Work to be completed:
Scan the lines below for the string "think" and copy every one that has it.

Source data:
Issue #2013, opened 2020-02-06
Phase out overwriting of image's HOME variable. Remove /tekton/home.


sbwsg:
# Expected Behavior

Images with an expectation that HOME is set to something specific should work as intended.

# Actual Behavior

Those images do not work as expected - Pipelines overwrites the HOME variable of an image with `/tekton/home`.

See https://github.com/tektoncd/pipeline/issues/1836 for the original report on this issue.

So the plan is as follows:

- [x] ASAP add an opt-out flag to prevent $HOME being set to /tekton/home. This should be configurable through a ConfigMap.
- [x] Perform a release, announce deprecation.
- [ ] Wait 9 months for beta deprecation policy to expire (~4 Dec 2020)
- [ ] Update the code to make the flag opt-in instead of opt-out.
- [ ] Perform a release, announcing the change in flag behaviour.
- [ ] Wait 9 months for beta deprecation policy to expire.
- [ ] Remove feature flag completely.
- [ ] Perform a release, announcing the complete removal.

sbwsg:
Adding a configmap field to allow the HOME overwrite to be disabled: https://github.com/tektoncd/pipeline/compare/master...sbwsg:opt-out-home-overwrite?expand=1

chanseokoh:
Thanks for doing this! This has been very annoying for Java people on Knative and GCB, because almost all the time, most Java applications get the genuine, actual user home through a [platform-independent way](https://stackoverflow.com/questions/585534/what-is-the-best-way-to-find-the-users-home-directory-in-java/586345) that does not read `$HOME`. For example, Tekton pipelines run as `root`, and because the OS declares that the home of the user `root` is `/root`, the Maven build system creates a local artifact repository under `/root/.m2` on Tekton (and GCB). BTW, the local Maven repository is crucial to cache in the Java world. (Gradle has the same problem for, e.g., `~/.gradle/caches`.)

After all, changing the `$HOME` environment variable for a certain set of processes or shell sessions doesn't alter the fact that the user home of `root` declared by OS is `/root`. Some tools and programs (e.g., `cd`, understandably) make use of `$HOME`, but most Java applications don't. (Aside, `cd` will go into `$HOME`, but `cd ~` will rightfully go into `/root`.)

[...]

Issue #1836, opened 2020-01-09
Problems with images that assume a particular workingDir and/or HOME environment variable


skaegi:
I've been integrating with a few pen testing tool images that are relying on a very specific workingDir being set. The problem I've been having is that Tekton overrides this setting and then I had to go back into the image to reverse engineer its original value. 

Could we provide a way to not override this setting and do we even need to do this anymore?

bobcatfish:
> The problem I've been having is that Tekton overrides this setting and then I had to go back into the image to reverse engineer its original value.

I'm surprised that Tekton overrides the workingDir - can you provide an example of this happening?

If that's the case I agree that we shouldn't be arbitrarily setting it (what is it getting set to?)

skaegi:
Sure any task will do -- just `echo $(pwd)` and it is always `/workspace`

vdemeester:
Indeed, we are setting it to `/workspace` if there isn't any. I wonder if we should do the same as the `entrypoint` magic where we read the image configuration before doing that to see if any is set.

Also, maybe it should be the other way around, by default we do not set it if empty, but we have an option somewhere that tells Tekton to override it (per task or pipeline, or globally ?)

skaegi:
I want to expand this issue as the HOME env (which gets set to '/tekton/home')variable is the other common problem we see e.g. where an image has explicitly set HOME. We're currently asking our users to explicitly set HOME and workingDir.

I <3 the way the entrypoint works as it is mostly transparent and wonder if other things could work the same way.

bobcatfish:
> Also, maybe it should be the other way around, by default we do not set it if empty

:+1: for not setting it if it's empty. I propose we warn in 0.10 and change it in the following release, whaddaya think @vdemeester @skaegi ?

> but we have an option somewhere that tells Tekton to override it (per task or pipeline, or globally ?)

At the moment i think you can do this with the stepTemplate, maybe that's good enough for now?

> I want to expand this issue as the HOME env (which gets set to /tekton/home)variable is the other common problem we see e.g. where an image has explicitly set HOME. We're currently asking our users to explicitly set HOME and workingDir.

This is a bit tricker imo b/c we're trying to create a "home" that is shared across all containers - ( + @ImJasonH ) - I'd be up for adding logic like we do with entrypoint, so that we have a hierarchy like:

- If the Step specifies HOME, use that
- If not but the stepTemplate does, use that
- If not but the Image does, use that
- If none of the above, use /tekton/home

?

[...]

PR #2044, opened 2020-02-13
Allow disabling implicit HOME overwrite

sbwsg:
# Changes

Tekton currently overwrites the $HOME variables in task containers. This behaviour is problematic when an image explicitly sets the HOME env var and expects it to be set to that value upon running.

This PR introduces a `feature-flags` ConfigMap with a single flag - `disable-home-env-overwrite` - that, when set to "true" will prevent Tekton from overriding the $HOME variable in Task containers.  This behaviour will be kept for one release which must include a deprecation warning that the behaviour will be changing soon. In the release after that the flag will be flipped so that the default behaviour becomes for Tekton to NOT override the $HOME variable.

Contributes to issues #2013 and #1836

# Submitter Checklist

review them:

## Reviewer Notes

# Release Notes

```
Tekton currently overwrites the $HOME variables in Step containers. This behaviour is problematic when an image explicitly sets the HOME env var and expects it to be set to that value upon running. You can now disable this behaviour in Tekton by using the feature-flags ConfigMap. See docs/install.md for further details on disabling this behaviour.
```

### DIFF
--- a/config/config-feature-flags.yaml
+++ b/config/config-feature-flags.yaml
@@ -1,0 +1,30 @@
+# Copyright 2019 The Tekton Authors
+#
+# Licensed under the Apache License, Version 2.0 (the "License");
+# you may not use this file except in compliance with the License.
+# You may obtain a copy of the License at
+#
+#     https://www.apache.org/licenses/LICENSE-2.0
+#
+# Unless required by applicable law or agreed to in writing, software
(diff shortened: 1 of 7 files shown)


sbwsg:
okey dokey, I think this PR is ready for review now.

skaegi:
/lgtm
Just re-validated...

Task answer:
:+1: for not setting it if it's empty. I propose we warn in 0.10 and change it in the following release, whaddaya think @vdemeester @skaegi ?
At the moment i think you can do this with the stepTemplate, maybe that's good enough for now?
okey dokey, I think this PR is ready for review now.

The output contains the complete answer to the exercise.